• **What you need to do**: Whenever the word "tracking" appears on a line of the material below, that line is counted; state the total alone.

------------------------------------------------------------------------

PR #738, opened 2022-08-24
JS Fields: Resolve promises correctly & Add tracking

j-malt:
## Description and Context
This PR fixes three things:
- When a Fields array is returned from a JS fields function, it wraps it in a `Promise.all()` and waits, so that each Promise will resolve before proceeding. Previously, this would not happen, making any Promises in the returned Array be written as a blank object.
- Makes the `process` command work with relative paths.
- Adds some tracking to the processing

------------------------------------------------------------------------

• **Final answer**: 2